Jenkins lives in a blue-roofed, storm-damaged home off Watts-Thomas Road. In an adjacent lot stands what’s left of a neighbor’s mobile home, cleanly sectioned in three pieces by trees toppled by Katrina.
The fire in Bush was one of two that kept parish and state firefighters busy Wednesday, a second day of scrambling to respond to wildfires scattered from west to east St. Tammany Parish.
About eight miles away, a smaller fire covered three acres east of Louisiana 1083 near Dogwood Estates, shooting 10-foot flames into the air. A state forestry department helicopter made repeated passes over the fire, drenching it with water scooped from a nearby pond along Bully Branch.
Firefighters on the scene said the fire might have been caused by a debris fire that got out of control — even though there is a parishwide ban on outdoor fires.
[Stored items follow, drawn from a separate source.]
PR #902, opened 2021-04-14
set HGV speed calculation parameter in app.config.sample

### LINKED ISSUE #806: API Playground Results vs Self Hosted very different (Durations)
#### Here's what I did
I spun up a linux VM as I needed to produce distance/duration metrics for around 65000 location pairs.  I could not run using the online version due to rate limits so spinning up my own version for this batch seemed like the easiest route.

I download the latest PBF file for Australia from http://download.geofabrik.de/australia-oceania/australia.html, spun up the docker image using the documentaion provided on your site and enabled the HGV profile.

---
#### Here's what I got
After running the batch, I noticed that the distances matches spot on to the online API playground, but the durations were very different. (much faster).

I checked a few samples using Google Maps too and Google Maps matches the API Playground durations.  Why would my self-hosted version produce much different duration results?

I have used the sample App.Config provided and made a single change to enable HGV profile.

**produced from my version**
`"durations": [
        [
            0.0,
            2809.81
        ],
        [
            2566.62,
            0.0
        ]
    ],
    "distances": [
        [
            0.0,
            51378.84
        ],
        [
            48858.77,
            0.0
        ]
    ],`

**produced from your API Playground**

`"durations": [
        [
            0.0,
            3426.16
        ],
        [
            3316.46,
            0.0
        ]
    ],
    "distances": [
        [
            0.0,
            51375.32
        ],
        [
            48847.5,
            0.0
        ]
    ]`

**request for both**
`{
  "locations": [
    [
      150.8144, -33.7861
    ],
    [
      150.7284, -34.0703
    ]
  ],
  "metrics": [
    "distance",
    "duration"
  ]
}`

takb:
### Pull Request Checklist

Fixes #806 .

- Reason for change:
app.config.sample HGV profile has now same settings regarding speed calculation as public API, to avoid user confusion.

### DIFF
--- a/CHANGELOG.md
+++ b/CHANGELOG.md
@@ -36,6 +36,8 @@ RELEASING:
 ## [Unreleased]
 ### Added
 - Allow to disable OSM conditional access and speed encoders via parameter in config file
+### Changed
+- app.config.sample HGV profile has now same settings regarding speed calculation as public API ([#806](https://github.com/GIScience/openrouteservice/issues/806))
 ### Fixed
 - Fixed isochrones algorithm selection for location_type parameter ([#676](https://github.com/GIScience/openrouteservice/issues/676)
 - Updated link to client translations in readme
--- a/openrouteservice-api-tests/.gitignore
+++ b/openrouteservice-api-tests/.gitignore
@@ -1,4 +1,5 @@
 /target/
 /.classpath
 /.gitignore
-/data/elevation/srtm_38_03.gh
+/data/elevation/*
+!/data/elevation/srtm_38_03.zip
--- a/openrouteservice/src/main/resources/app.config.sample
+++ b/openrouteservice/src/main/resources/app.config.sample
@@ -177,7 +177,7 @@
             "profiles": "driving-hgv",
             "parameters": {
               "encoder_flags_size": 8,
-              "encoder_options": "turn_costs=true|block_fords=false|use_acceleration=false",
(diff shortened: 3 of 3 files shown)


aoles:
I don't immediately see how this is linked to #806. `maximum_speed_lower_bound` is only relevant for CALT preparation and can make a difference only for queries with `maximum_speed` set. The referenced issue never mentions this parameter.

takb:
Then I've got something mixed up while trying to reproduce the discrepancy, back to trials...

aoles:
`use_acceleration=false` is for 99,9% the reason for the observed discrepancies...

takb:
confirmed, thx - it got me confused because I'd set all parameters that were different from my local app.config, and it took almost an hour between each test run...

aoles (changes requested):
Thanks for cleaning-up the sample config file! I have the following improvement suggestions. 

First of all, I believe that if we enable acceleration for hgv, then we should do the same for the car profile as well. At least `use_acceleration=true` is what both profiles have set in production.

Secondly, I'm not sure why the hgv profile has both `lm` and `core` preparations enabled. I would keep only the latter one unless there are reasons to keep them both. 

Last but not least, `maximum_speed_lower_bound` should remain unset for all profiles.

Cheers,
Andrzej

aoles (approved):
Looks perfect now, thanks a million! :)

PR #929, opened 2021-05-06
Use as default fallback A* rather than Dijkstra

### LINKED ISSUE #926: Robustify default routing algorithm selection logic
Make sure A* with beeline approximation rather than plain bidir Dijkstra is used as the fallback routing algorithm. This was not always the case before https://github.com/GIScience/openrouteservice/pull/915/commits/7f762f7c5730bb623c121007173a38641a941c13#. For example, without ALT enabled Dijkstra was used when queried with avoid polygons.

aoles:
### Pull Request Checklist

Fixes #926 .

- Reason for change: There have been issues in the past that in certain constellations routing defaulted to Dijkstra rather than A*.

### DIFF
--- a/openrouteservice/src/main/java/org/heigit/ors/routing/RoutingProfile.java
+++ b/openrouteservice/src/main/java/org/heigit/ors/routing/RoutingProfile.java
@@ -111,7 +111,6 @@ public class RoutingProfile {
     private static final String KEY_ACTIVE_LANDMARKS = "active_landmarks";
     private static final String KEY_TOTAL_POP = "total_pop";
     private static final String KEY_TOTAL_AREA_KM = "total_area_km";
-    private static final String KEY_ASTARBI = Parameters.Algorithms.ASTAR_BI;
     private static final int KEY_FLEX_STATIC = 0;
     private static final int KEY_FLEX_PREPROCESSED = 1;
     private static final int KEY_FLEX_FULLY = 2;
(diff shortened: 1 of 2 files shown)


openrouteservice/src/main/java/org/heigit/ors/routing/RoutingProfile.java
```diff
@@ -1072,8 +1071,8 @@ private void setSpeedups(GHRequest req, boolean useCH, boolean useCore, boolean
         req.getHints().put(KEY_CORE_DISABLE, !useCore);
         req.getHints().put(KEY_LM_DISABLE, !useALT);
 
-        if(!useCH)
-            req.setAlgorithm(KEY_ASTARBI);
+        if (useCH)
+            req.setAlgorithm(Parameters.Algorithms.DIJKSTRA_BI);
```
takb, line 1071: So we still want to fall back to plain dijkstra if CH is enabled?

aoles: This should be fine, as CH uses Dijkstra rather than A*.  Once `useCH` has been set both CH is available for the given profile and weighting, and the request parameters are compatible with CH routing. So I don't think it can switch to a different algorithm afterwards.

takb: ok

takb (approved):
lgtm

PR #947, opened 2021-05-18
remove String.format for converting parameter

### LINKED ISSUE #946: Appling Weightings from request parameter fail on a german local enviroment.
Floating point weights are converted to `String` in the process of setting profile parameter.  For the conversion `String.format("%.2f",..)` is used which depends on the default `Local` of the environment.
e.g. on a German local environment the decimal separator is "," instead of "." and so the converted string of e.g. "`0.5`" becomes "`0,5`" which results in a "NumberFormatException" if later this string should be  converted back to a floating point!

Affected lines are:
- [GenericHandler#L319](https://github.com/GIScience/openrouteservice/blob/104371bb60298f90641908a1d11e3e6a6325eace/openrouteservice/src/main/java/org/heigit/ors/api/requests/common/GenericHandler.java#L319)
- [GenericHandler#L328](https://github.com/GIScience/openrouteservice/blob/104371bb60298f90641908a1d11e3e6a6325eace/openrouteservice/src/main/java/org/heigit/ors/api/requests/common/GenericHandler.java#L328)

rtroilo:
### Pull Request Checklist

- ~3. I have documented my code using JDocs tags.~
- ~4. I have removed unnecessary commented out code, imports and System.out.println statements.~
- ~6. I have created API tests for any new functionality exposed to the API.~
- ~7. If changes/additions are made to the app.config file, I have added these to the app.config wiki page on github along with a short description of what it is for, and documented this in the Pull Request (below).~
- ~8. I have built graphs with my code of the Heidelberg.osm.gz file and run the api-tests with all test passing~
- ~10. For new features or changes involving building of graphs, I have tested on a larger dataset (at least Germany) and the graphs build without problems (i.e. no out-of-memory errors).~
- ~11. For new features or changes involving the graphbuilding process (i.e. changing encoders, updating the importer etc.), I have generated longer distance routes for the affected profiles with different options (avoid features, max weight etc.) and compared these with the routes of the same parameters and start/end points generated from the current live ORS. If there are differences then the reasoning for these **MUST** be documented in the pull request.~

Fixes #946 .

- Reason for change: `String.format` for converting floating points without a given Local use the System default which could result in a fail to converted it back to floating points.

This PR removes the need to convert parameters with `String.format`. 

⚠️ THIS PR CHANGE SLIGHTLY THE LOGIC! Profile weights (greenFactor, quietFactor) were truncated to two decimal places only, this PR removes this truncation! ⚠️

### DIFF
--- a/openrouteservice/src/main/java/org/heigit/ors/api/requests/common/GenericHandler.java
+++ b/openrouteservice/src/main/java/org/heigit/ors/api/requests/common/GenericHandler.java
@@ -41,6 +41,7 @@ import org.json.simple.JSONObject;
 import java.util.ArrayList;
 import java.util.HashMap;
 import java.util.List;
+import java.util.Locale;
 import java.util.Map;
 
 public class GenericHandler {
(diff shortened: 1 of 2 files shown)


takb (approved):
looks good to me, thx!

PR #950, opened 2021-05-20
simplify radiuses usage

### LINKED ISSUE #923: Simplify usage of radiuses-Parameter
#### Here's what I did
I wanted to find a route using multiple waypoints and set the search radiuses for finding routable points higher than the default 350m, but the same for all my waypoints.

---
#### Here's what I got
I had to input individual radiuses for each point, which was tedious.

---
I was hoping for the openrouteservice to be a touch user-friendlier ;)

---
The `radiuses` parameter could be expanded to also take a single value, in which case this value would be used as the search radius for all specified points, or as a list as it currently is.

koebi:
### Pull Request Checklist

Fixes #923 .

### DIFF
--- a/CHANGELOG.md
+++ b/CHANGELOG.md
@@ -34,6 +34,8 @@ RELEASING:
  -->
 
 ## [Unreleased]
+### Fixed
+- Accept single value and array of length 1 as `radiuses`-parameter ([#923](https://github.com/GIScience/openrouteservice/issues/923))
 
 ## [6.5.0] - 2021-05-17
 ### Added
--- a/CHANGELOG.md
+++ b/CHANGELOG.md
@@ -34,7 +34,7 @@ RELEASING:
  -->
 
 ## [Unreleased]
-### Fixed
+### Added
 - Accept single value and array of length 1 as `radiuses`-parameter ([#923](https://github.com/GIScience/openrouteservice/issues/923))
 
 ## [6.5.0] - 2021-05-17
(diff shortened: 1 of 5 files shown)


CHANGELOG.md
```diff
@@ -34,6 +34,8 @@ RELEASING:
  -->
 
 ## [Unreleased]
+### Fixed
```
TheGreatRefrigerator: New features should go under
`### Added`
as this is not a fix but an enhancement

e.g. 
```
### Added
- possibility to pass single `radiuses`-parameter value for all waypoints ( and the rest)
```

In this case you could also put under `### Changed`
as it changed the functionality of the `radiuses` param, but i think added fit's better, as all the previous functionality is still there.

koebi: In fact, it is not - where previously a request with more than one coordinate and only one radius value would yield a parameter value/format error, it now doesn't anymore.
The original commit's message states that as well - this is not backwards compatible ;)

TheGreatRefrigerator: > where previously a request with more than one coordinate and only one radius value would yield a parameter value/format error, it now doesn't anymore.

But i thought that is exactly the added feature, no?

Current documenation states:
radiuses

so an error should be expected if the radiuses count currently doesn't match the coordinate count.

also https://github.com/GIScience/openrouteservice/issues/923 is labeled as enhancement | feature

I don't see a reason to put it in `Fixed` category 🤷

takb: I agree with @TheGreatRefrigerator, the previous behavior was documented correctly so this is not a fix. Since this creates backwards-incompatibility this needs to go in a minor version up release.

takb (approved):
lgtm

Mike Cutler is an Oregon firefighter serving as temporary command chief of a contingent of out-of-state firefighters assisting state forestry firefighters on the north shore since the hurricane in August. The rash of recent fires in the dry woodlands littered with fallen, rotting trees and dry brush has kept his force busy in St. Tammany and Washington parishes in recent weeks, he said.
“This is a small one, luckily, and we had immediate access to that pond along that creek in back of the fire so we could dump a lot of water on it quickly,” Cutler said.
Later Wednesday, firefighters responded to at least three other blazes in the parish. Firefighters from the state joined parish firefighters from the Madisonville, Lacombe and Slidell fire districts Tuesday in fighting three woods fires in those three areas and another in the Bush area Tuesday night.
Also, while fires were being battled, other firefighters were busy Tuesday responding to calls of unauthorized burns — most small trash fires — but still illegal while the burn ban is in effect. In the past two months, a burn ban has been imposed, lifted and then imposed again last week after a rash of timber fires, possibly caused by out-of-control debris fires.